- **Action item**: The response must consist of the lines below from the one with "src/utils/dataTable/tableHelpers.tsx" through the one with "When I scroll", exactly as they appear and with both ends kept.

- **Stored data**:
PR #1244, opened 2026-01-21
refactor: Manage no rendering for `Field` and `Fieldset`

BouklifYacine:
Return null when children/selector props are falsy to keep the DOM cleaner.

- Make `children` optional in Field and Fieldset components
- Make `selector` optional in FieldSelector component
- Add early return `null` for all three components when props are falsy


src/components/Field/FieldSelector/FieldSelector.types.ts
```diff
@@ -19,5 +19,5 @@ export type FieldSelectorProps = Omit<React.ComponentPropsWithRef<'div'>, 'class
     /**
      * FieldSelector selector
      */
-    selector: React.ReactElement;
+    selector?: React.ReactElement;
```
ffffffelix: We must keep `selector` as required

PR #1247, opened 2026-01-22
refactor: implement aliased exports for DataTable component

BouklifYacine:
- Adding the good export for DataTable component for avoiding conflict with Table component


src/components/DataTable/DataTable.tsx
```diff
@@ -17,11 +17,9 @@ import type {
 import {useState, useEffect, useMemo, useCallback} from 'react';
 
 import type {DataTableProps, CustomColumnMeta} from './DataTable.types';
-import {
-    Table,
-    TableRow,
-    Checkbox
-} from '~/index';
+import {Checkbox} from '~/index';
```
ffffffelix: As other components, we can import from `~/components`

* * *

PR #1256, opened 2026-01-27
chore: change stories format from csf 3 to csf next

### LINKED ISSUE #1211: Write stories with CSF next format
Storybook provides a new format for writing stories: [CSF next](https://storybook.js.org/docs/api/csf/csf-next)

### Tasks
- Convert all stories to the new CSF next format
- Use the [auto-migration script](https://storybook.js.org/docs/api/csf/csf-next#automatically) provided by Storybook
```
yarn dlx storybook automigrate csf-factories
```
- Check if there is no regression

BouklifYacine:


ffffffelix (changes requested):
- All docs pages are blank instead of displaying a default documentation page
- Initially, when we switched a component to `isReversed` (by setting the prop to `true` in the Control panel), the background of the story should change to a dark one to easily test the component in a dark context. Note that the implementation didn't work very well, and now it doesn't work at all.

--

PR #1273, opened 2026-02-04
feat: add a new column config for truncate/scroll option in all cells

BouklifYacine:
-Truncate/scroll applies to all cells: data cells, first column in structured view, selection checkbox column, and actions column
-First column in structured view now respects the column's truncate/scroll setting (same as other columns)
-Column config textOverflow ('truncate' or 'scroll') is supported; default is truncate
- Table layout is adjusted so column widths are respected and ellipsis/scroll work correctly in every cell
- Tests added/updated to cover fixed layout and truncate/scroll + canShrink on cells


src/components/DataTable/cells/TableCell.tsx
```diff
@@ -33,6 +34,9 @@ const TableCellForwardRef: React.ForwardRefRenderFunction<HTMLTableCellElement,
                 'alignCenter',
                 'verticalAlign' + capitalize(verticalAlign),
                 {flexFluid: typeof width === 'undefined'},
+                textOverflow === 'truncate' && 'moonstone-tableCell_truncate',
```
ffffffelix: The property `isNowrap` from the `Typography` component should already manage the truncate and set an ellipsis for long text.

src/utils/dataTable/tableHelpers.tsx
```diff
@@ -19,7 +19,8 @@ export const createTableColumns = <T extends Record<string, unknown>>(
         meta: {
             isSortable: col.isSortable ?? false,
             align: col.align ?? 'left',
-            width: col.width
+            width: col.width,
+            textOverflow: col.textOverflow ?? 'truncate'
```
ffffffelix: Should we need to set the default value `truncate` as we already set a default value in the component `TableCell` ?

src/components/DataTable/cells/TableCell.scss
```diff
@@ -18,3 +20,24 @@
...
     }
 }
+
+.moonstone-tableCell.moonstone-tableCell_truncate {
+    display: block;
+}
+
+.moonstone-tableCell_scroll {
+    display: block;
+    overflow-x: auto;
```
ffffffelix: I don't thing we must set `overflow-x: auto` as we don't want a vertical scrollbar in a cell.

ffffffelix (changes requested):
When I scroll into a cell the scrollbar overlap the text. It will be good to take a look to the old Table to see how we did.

- **Answer space**:
src/utils/dataTable/tableHelpers.tsx
```diff
@@ -19,7 +19,8 @@ export const createTableColumns = <T extends Record<string, unknown>>(
         meta: {
             isSortable: col.isSortable ?? false,
             align: col.align ?? 'left',
-            width: col.width
+            width: col.width,
+            textOverflow: col.textOverflow ?? 'truncate'
```
ffffffelix: Should we need to set the default value `truncate` as we already set a default value in the component `TableCell` ?

src/components/DataTable/cells/TableCell.scss
```diff
@@ -18,3 +20,24 @@
...
     }
 }
+
+.moonstone-tableCell.moonstone-tableCell_truncate {
+    display: block;
+}
+
+.moonstone-tableCell_scroll {
+    display: block;
+    overflow-x: auto;
```
ffffffelix: I don't thing we must set `overflow-x: auto` as we don't want a vertical scrollbar in a cell.

ffffffelix (changes requested):
When I scroll into a cell the scrollbar overlap the text. It will be good to take a look to the old Table to see how we did.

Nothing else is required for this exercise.